Exercise objective - Look for "failed" in the records and copy every line that has it.

Raw data -
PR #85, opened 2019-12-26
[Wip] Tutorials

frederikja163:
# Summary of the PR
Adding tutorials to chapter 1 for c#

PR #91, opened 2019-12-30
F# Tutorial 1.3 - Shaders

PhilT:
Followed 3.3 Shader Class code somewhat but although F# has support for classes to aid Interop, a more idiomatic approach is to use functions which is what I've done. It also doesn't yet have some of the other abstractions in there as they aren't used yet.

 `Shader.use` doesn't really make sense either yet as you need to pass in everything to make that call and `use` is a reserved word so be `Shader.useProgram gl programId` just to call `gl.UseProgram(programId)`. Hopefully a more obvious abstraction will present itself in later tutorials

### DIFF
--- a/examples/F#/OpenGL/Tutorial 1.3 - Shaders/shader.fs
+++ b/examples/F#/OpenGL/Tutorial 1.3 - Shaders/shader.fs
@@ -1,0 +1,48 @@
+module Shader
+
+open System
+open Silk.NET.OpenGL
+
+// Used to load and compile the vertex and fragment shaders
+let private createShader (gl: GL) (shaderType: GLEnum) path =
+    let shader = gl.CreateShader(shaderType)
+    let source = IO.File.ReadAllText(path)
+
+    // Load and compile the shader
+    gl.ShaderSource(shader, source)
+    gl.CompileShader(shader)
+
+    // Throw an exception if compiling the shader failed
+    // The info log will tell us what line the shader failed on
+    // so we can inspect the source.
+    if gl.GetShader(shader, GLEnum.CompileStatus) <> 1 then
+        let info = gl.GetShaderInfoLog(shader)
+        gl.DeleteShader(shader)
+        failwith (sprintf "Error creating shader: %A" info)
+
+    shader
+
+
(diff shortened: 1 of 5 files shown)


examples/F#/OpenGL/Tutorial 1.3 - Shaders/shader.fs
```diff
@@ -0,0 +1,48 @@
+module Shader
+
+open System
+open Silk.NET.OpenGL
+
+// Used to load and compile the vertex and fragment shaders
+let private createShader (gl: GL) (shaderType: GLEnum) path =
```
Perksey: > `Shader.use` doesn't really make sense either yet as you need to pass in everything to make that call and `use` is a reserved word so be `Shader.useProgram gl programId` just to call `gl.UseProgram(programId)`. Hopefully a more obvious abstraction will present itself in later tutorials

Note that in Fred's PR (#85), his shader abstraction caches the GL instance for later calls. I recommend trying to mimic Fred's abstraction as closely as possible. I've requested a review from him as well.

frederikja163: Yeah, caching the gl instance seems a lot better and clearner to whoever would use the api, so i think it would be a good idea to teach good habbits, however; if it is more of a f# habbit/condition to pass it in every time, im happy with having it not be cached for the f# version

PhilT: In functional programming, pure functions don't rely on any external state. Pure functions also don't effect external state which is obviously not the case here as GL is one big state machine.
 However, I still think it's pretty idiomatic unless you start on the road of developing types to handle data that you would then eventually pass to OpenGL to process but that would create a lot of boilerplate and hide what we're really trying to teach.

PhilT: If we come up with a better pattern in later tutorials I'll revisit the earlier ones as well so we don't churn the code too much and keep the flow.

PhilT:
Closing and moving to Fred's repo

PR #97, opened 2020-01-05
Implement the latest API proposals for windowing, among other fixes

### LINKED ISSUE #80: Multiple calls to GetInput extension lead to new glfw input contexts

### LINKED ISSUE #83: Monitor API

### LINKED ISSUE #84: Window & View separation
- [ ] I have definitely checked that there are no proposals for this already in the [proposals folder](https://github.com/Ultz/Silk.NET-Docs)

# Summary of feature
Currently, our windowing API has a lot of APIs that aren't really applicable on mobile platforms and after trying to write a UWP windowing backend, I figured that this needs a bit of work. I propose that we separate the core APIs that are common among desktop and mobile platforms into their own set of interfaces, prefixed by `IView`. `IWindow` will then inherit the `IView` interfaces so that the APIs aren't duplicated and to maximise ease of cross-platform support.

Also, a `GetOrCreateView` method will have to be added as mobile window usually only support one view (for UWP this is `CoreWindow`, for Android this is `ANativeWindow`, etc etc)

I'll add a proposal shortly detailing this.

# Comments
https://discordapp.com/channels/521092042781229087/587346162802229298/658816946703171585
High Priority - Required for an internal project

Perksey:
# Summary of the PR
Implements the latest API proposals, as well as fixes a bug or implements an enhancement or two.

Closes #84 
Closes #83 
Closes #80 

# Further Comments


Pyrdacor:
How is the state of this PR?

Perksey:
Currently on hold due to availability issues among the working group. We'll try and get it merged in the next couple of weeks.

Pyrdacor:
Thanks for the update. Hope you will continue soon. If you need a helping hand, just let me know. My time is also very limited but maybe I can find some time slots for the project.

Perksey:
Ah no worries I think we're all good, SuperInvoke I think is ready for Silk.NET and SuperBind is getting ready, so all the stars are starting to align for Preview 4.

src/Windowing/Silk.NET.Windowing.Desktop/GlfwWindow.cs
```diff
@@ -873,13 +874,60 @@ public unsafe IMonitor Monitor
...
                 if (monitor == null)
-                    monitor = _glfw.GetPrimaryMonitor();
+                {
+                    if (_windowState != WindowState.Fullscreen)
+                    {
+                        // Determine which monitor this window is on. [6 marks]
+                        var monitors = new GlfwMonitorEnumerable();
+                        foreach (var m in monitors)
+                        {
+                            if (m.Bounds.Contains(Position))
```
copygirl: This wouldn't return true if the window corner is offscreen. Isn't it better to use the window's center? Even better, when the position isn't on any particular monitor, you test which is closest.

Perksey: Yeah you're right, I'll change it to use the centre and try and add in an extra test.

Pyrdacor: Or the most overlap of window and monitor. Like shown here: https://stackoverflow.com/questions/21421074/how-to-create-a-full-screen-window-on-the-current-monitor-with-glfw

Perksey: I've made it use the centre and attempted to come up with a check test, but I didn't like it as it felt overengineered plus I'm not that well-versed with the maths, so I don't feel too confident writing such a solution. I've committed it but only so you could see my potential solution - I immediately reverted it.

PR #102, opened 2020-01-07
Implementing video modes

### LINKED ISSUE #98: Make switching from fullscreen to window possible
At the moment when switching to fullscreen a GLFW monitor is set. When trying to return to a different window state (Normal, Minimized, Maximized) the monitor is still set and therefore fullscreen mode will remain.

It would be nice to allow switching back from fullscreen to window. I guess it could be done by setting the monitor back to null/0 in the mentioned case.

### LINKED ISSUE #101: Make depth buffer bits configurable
* * *
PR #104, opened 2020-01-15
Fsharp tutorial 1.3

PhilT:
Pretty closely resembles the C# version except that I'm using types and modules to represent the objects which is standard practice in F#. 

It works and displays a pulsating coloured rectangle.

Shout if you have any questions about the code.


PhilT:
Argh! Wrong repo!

Output for this exercise -
+    // Throw an exception if compiling the shader failed
+    // The info log will tell us what line the shader failed on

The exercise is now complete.